The elegance of replacing teacher forcing with a 2-layer MLP lies in converting a theoretically impractical method (requiring the answer to perform steering) into a lightweight, deployable solution.
Training cost is minimal: only a small network in representation space needs to be trained without main model gradients, completable on a single 24GB GPU.
L2S outperforming the oracle P2S on the safety task suggests that the learned mapping provides a regularization effect with strong generalization.

Limitations & Future Work¶

Contrastive prompt design still requires manual effort; different application scenarios necessitate customizing distinct \((T_X^+, T_X^-)\) templates.
Steering is currently applied as a linear offset at a single layer \(L^*\); multi-layer or nonlinear steering may prove more effective.
The auxiliary network capacity (hidden size 100) may limit the modeling of complex behavioral patterns.
Validation is primarily conducted on LLaVA-v1.5 and Qwen2-VL; broader evaluation across more models and tasks is needed.
Performance is highly sensitive to the choice of \(\alpha\) (notable degradation at \(\alpha \geq 3\)); automated \(\alpha\) selection remains an open problem.
Misuse risk: the same methodology could be exploited to steer models toward harmful behaviors.

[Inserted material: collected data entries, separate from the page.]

PR #2951, opened 2026-07-15
test(runner): cover duplicate-committee aggregator selection (#2950)

### LINKED ISSUE #2950: Add UT covering AggregatorCommitteeRunner duplicate-committee aggregator selection
## Context

In PR #2941 review, greptile flagged the "already included" branch in `protocol/v2/ssv/runner/aggregator_committee.go` (two selected aggregators for the same beacon attestation committee append only to `Aggregators`, not to `AggregatorsCommitteeIndexes`/`AggregatedAttestations`) as a consensus-data desync. Verification showed it's a false positive: the shape is spec-mandated — `AggregatorCommitteeConsensusData.Validate()` requires set-equality and rejects duplicate committee indexes (spec spectest `InvalidAggregatorValidationDuplicateCommitteeIndex`), and `GetAggregateAndProofs` pairs each aggregator with the shared aggregate via its own `CommitteeIndex`.

## Problem

Nothing in this repo's CI exercises that branch: the shape rules are enforced only by `Validate()` at runtime and by tests living in the ssv-spec repo (the `aggregatorcommitteeconsensusdata` type spectests are not part of our spec-test suite). A refactor of the selection loop that breaks the invariant would first surface as `Validate()` rejections in production, not a red build.

## Task

Add a focused unit test: two validators selected as aggregators for the same beacon committee →
- one entry in `AggregatorsCommitteeIndexes` / `AggregatedAttestations`,
- two entries in `Aggregators`,
- `Validate()` passes,
- `GetAggregateAndProofs` yields two proofs sharing the same aggregate.

Raised by @y0sher in https://github.com/ssvlabs/ssv/pull/2941#discussion_r3571346910

momosh-ssv:
## What

Adds `TestAggregatorCommitteeRunnerPreConsensus_DuplicateCommitteeAggregators` — a focused UT for the `selectionLoop` branch in `protocol/v2/ssv/runner/aggregator_committee.go` where two validators are selected as aggregators for the **same** beacon attestation committee.

## Why

Raised in #2941 review (greptile flagged the branch as a consensus-data desync; verification showed it's the spec-mandated shape — see the [thread](https://github.com/ssvlabs/ssv/pull/2941#discussion_r3569359367)). Nothing in this repo's CI exercised the branch: the shape rules were enforced only by `Validate()` at runtime and by tests in the ssv-spec repo (whose `aggregatorcommitteeconsensusdata` type spectests don't run here, and whose runner spectests never use the multiple-aggregators duty fixture). A refactor breaking the invariant would have surfaced as production `Validate()` rejections instead of a red build.

## How

Drives the real pre-consensus path: `TestingAggregatorCommitteeDutyMultipleAggregators` (validators 1 & 2, one committee) → feed only pre-consensus selection-proof messages → decode the proposed value off `State.RunningInstance.StartValue` and assert:

- 2 `Aggregators` entries (validators 1 & 2, same `CommitteeIndex`)
- exactly 1 `AggregatorsCommitteeIndexes` + 1 `AggregatedAttestations` entry
- `Validate()` passes
- `GetAggregateAndProofs()` yields 2 proofs wrapping the same aggregate attestation

Closes #2950

### DIFF
--- a/protocol/v2/ssv/runner/aggregator_committee_test.go
+++ b/protocol/v2/ssv/runner/aggregator_committee_test.go
@@ -430,27 +430,36 @@ func TestAggregatorCommitteeRunnerPreConsensus_DuplicateCommitteeAggregators(t *
 	// not two independently-fetched copies), which is a stronger check than comparing the raw
 	// AggregatedAttestations bytes above. Compare the Aggregate sub-field's own hash tree root, not the
 	// whole AggregateAndProof's root (that also embeds the per-validator AggregatorIndex/SelectionProof,
-	// which legitimately differ between the two aggregators). proofs[i].Version is derived from the
-	// runner's own fork schedule (not the `version` constant used to build the fixtures), so this stays
-	// version-agnostic instead of asserting a hardcoded fork.
-	aggregateRoot := func(p *spec.VersionedAggregateAndProof) [32]byte {
+	// which legitimately differ between the two aggregators — the whole-proof roots are asserted
+	// distinct below for exactly that reason). proofs[i].Version is derived from the runner's own fork
+	// schedule (not the `version` constant used to build the fixtures), so this stays version-agnostic
+	// instead of asserting a hardcoded fork.
+	proofRoots := func(p *spec.VersionedAggregateAndProof) (aggregateRoot, wholeRoot [32]byte) {
 		t.Helper()
 		switch p.Version {
 		case spec.DataVersionElectra:
 			require.NotNil(t, p.Electra)
-			root, err := p.Electra.Aggregate.HashTreeRoot()
+			aggregateRoot, err := p.Electra.Aggregate.HashTreeRoot()
 			require.NoError(t, err)
-			return root
+			wholeRoot, err := p.Electra.HashTreeRoot()
+			require.NoError(t, err)
+			return aggregateRoot, wholeRoot
 		case spec.DataVersionFulu:
 			require.NotNil(t, p.Fulu)
-			root, err := p.Fulu.Aggregate.HashTreeRoot()
+			aggregateRoot, err := p.Fulu.Aggregate.HashTreeRoot()
 			require.NoError(t, err)
-			return root
+			wholeRoot, err := p.Fulu.HashTreeRoot()
+			require.NoError(t, err)
+			return aggregateRoot, wholeRoot
 		default:
 			t.Fatalf("unexpected aggregate-and-proof version in test: %s", p.Version)
-			return [32]byte{}
+			return [32]byte{}, [32]byte{}
 		}
 	}
-	require.Equal(t, aggregateRoot(proofs[0]), aggregateRoot(proofs[1]),
+	aggregateRoot0, wholeRoot0 := proofRoots(proofs[0])
+	aggregateRoot1, wholeRoot1 := proofRoots(proofs[1])
+	require.Equal(t, aggregateRoot0, aggregateRoot1,
 		"both aggregators' proofs must wrap the same aggregate attestation")
+	require.NotEqual(t, wholeRoot0, wholeRoot1,
+		"whole-proof roots must differ via per-validator AggregatorIndex/SelectionProof; identical roots would mean both entries collapsed into the same proof")
 }
--- a/protocol/v2/ssv/runner/aggregator_committee_test.go
+++ b/protocol/v2/ssv/runner/aggregator_committee_test.go
@@ -366,3 +366,91 @@ func TestAggregatorCommitteeRunnerProcessPostConsensus_DrainsBufferedErrCh(t *te
 		require.False(t, env.runner.State.Succeeded, "iteration %d", iter)
 	}
 }
+
+// TestAggregatorCommitteeRunnerPreConsensus_DuplicateCommitteeAggregators is the regression test for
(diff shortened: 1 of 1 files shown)


protocol/v2/ssv/runner/aggregator_committee_test.go
```diff
@@ -366,3 +366,91 @@ func TestAggregatorCommitteeRunnerProcessPostConsensus_DrainsBufferedErrCh(t *te
...
+// selectionLoop in the aggregator-committee pre-consensus path (aggregator_committee.go) must append a
+// second AssignedAggregator entry to consensusData.Aggregators for the repeat committee, while
+// AggregatorsCommitteeIndexes and AggregatedAttestations keep exactly one entry per unique committee
+// (fetched/marshaled once, not once per aggregator). This shape is otherwise only enforced by
+// consensusData.Validate() at runtime and by ssv-spec tests, not by anything in this repo.
+func TestAggregatorCommitteeRunnerPreConsensus_DuplicateCommitteeAggregators(t *testing.T) {
+	ctx := t.Context()
+	const version = spec.DataVersionElectra
+
+	base := protocoltesting.NewTestingBeaconNodeWrapped().(*protocoltesting.BeaconNodeWrapped)
```
iurii-ssv: Nit (optional): the `.(*protocoltesting.BeaconNodeWrapped)` type assertion is unnecessary here. `NewTestingBeaconNodeWrapped()` already returns `beacon.BeaconNode`, and `base` is only passed to `newAggregatorCommitteeRunnerEnv`, which takes that interface — so `base := protocoltesting.NewTestingBeaconNodeWrapped()` would suffice. The sibling tests need the assertion because they wrap `base` in `faultyAggregateSubmitBeacon{BeaconNodeWrapped: base}`; this test uses the beacon unwrapped. Harmless as-is, just redundant.

protocol/v2/ssv/runner/aggregator_committee_test.go
```diff
@@ -366,3 +366,91 @@ func TestAggregatorCommitteeRunnerProcessPostConsensus_DrainsBufferedErrCh(t *te
...
+	// version-agnostic instead of asserting a hardcoded fork.
+	aggregateRoot := func(p *spec.VersionedAggregateAndProof) [32]byte {
+		t.Helper()
+		switch p.Version {
+		case spec.DataVersionElectra:
+			require.NotNil(t, p.Electra)
+			root, err := p.Electra.Aggregate.HashTreeRoot()
+			require.NoError(t, err)
+			return root
+		case spec.DataVersionFulu:
```
iurii-ssv, line 447: Clarifying note (Greptile already flagged this `Fulu` branch as "dead code that future forks would hit as a fatal default"): this is intended and needs no change. The fixtures are Electra-anchored, so this branch is deliberate future-proofing, and the `default: t.Fatalf` below is the desired test behavior — a future fork reaching here should fail loudly so someone extends the switch, rather than silently passing on an unhandled version. No action needed.

protocol/v2/ssv/runner/aggregator_committee_test.go
```diff
@@ -366,3 +366,91 @@ func TestAggregatorCommitteeRunnerProcessPostConsensus_DrainsBufferedErrCh(t *te
...
+			require.NotNil(t, p.Fulu)
+			root, err := p.Fulu.Aggregate.HashTreeRoot()
+			require.NoError(t, err)
+			return root
+		default:
+			t.Fatalf("unexpected aggregate-and-proof version in test: %s", p.Version)
+			return [32]byte{}
+		}
+	}
+	require.Equal(t, aggregateRoot(proofs[0]), aggregateRoot(proofs[1]),
```
iurii-ssv: Optional strengthening: since the comment above notes the full `AggregateAndProof` roots "legitimately differ" (per-validator `AggregatorIndex`/`SelectionProof`), you could additionally assert `require.NotEqual` on the two whole-proof roots. That locks in that the per-aggregator fields are genuinely distinct — guarding against a hypothetical regression where both proofs collapse to identical content — and complements the "same `Aggregate` root" check here. Low priority.

iurii-ssv (approved):
Just minor suggestions/nits

ovidiu-ssv-labs (approved):

protocol/v2/ssv/runner/aggregator_committee_test.go
momosh-ssv: Good catch, fixed in 9c4c829ed.

Since this test never wraps the beacon node, `base` now stays as the plain `beacon.BeaconNode` interface.

protocol/v2/ssv/runner/aggregator_committee_test.go
momosh-ssv: Agreed on all points.
The Fulu branch is deliberate future-proofing and the fatal default is exactly the behavior we want when a new fork shows up. Leaving as is.

protocol/v2/ssv/runner/aggregator_committee_test.go
momosh-ssv: Nice suggestion, added in efd3e091d. 

The closure now returns both the Aggregate sub-root and the whole-proof root from the same version switch, and the test asserts the whole-proof roots differ while the aggregate roots match.

iurii-ssv (approved):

vs. CAA (Contrastive Activation Addition): CAA uses a fixed mean-difference vector, suited for scenarios with a single behavioral instantiation; L2S extends this to input-dependent settings covering multi-behavior scenarios.
vs. CAST: CAST scales a fixed steering vector based on similarity to a condition vector, but the direction remains unchanged; in L2S, both direction and magnitude are input-dependent.
vs. PAI / AD-HH (attention head intervention): These methods directly manipulate attention weights, while L2S operates on residual stream representations; the two are complementary and can be combined.
vs. fine-tuning (SFT/RLHF): Fine-tuning is costly and may cause forgetting; L2S is a post-hoc method that leaves model weights unchanged.

Rating¶

Novelty: ⭐⭐⭐⭐ The idea of input-dependent steering is natural yet previously underexplored; the two-stage P2S→L2S design is elegant.
Experimental Thoroughness: ⭐⭐⭐⭐ Two applications (safety + hallucination), two models, multiple evaluation dimensions, and comprehensive ablations.
Writing Quality: ⭐⭐⭐⭐ Motivation is clearly articulated, examples are intuitive, and the method description is concise.
Value: ⭐⭐⭐⭐ Highly practical — a post-hoc behavioral control method with minimal cost, directly deployable in production environments.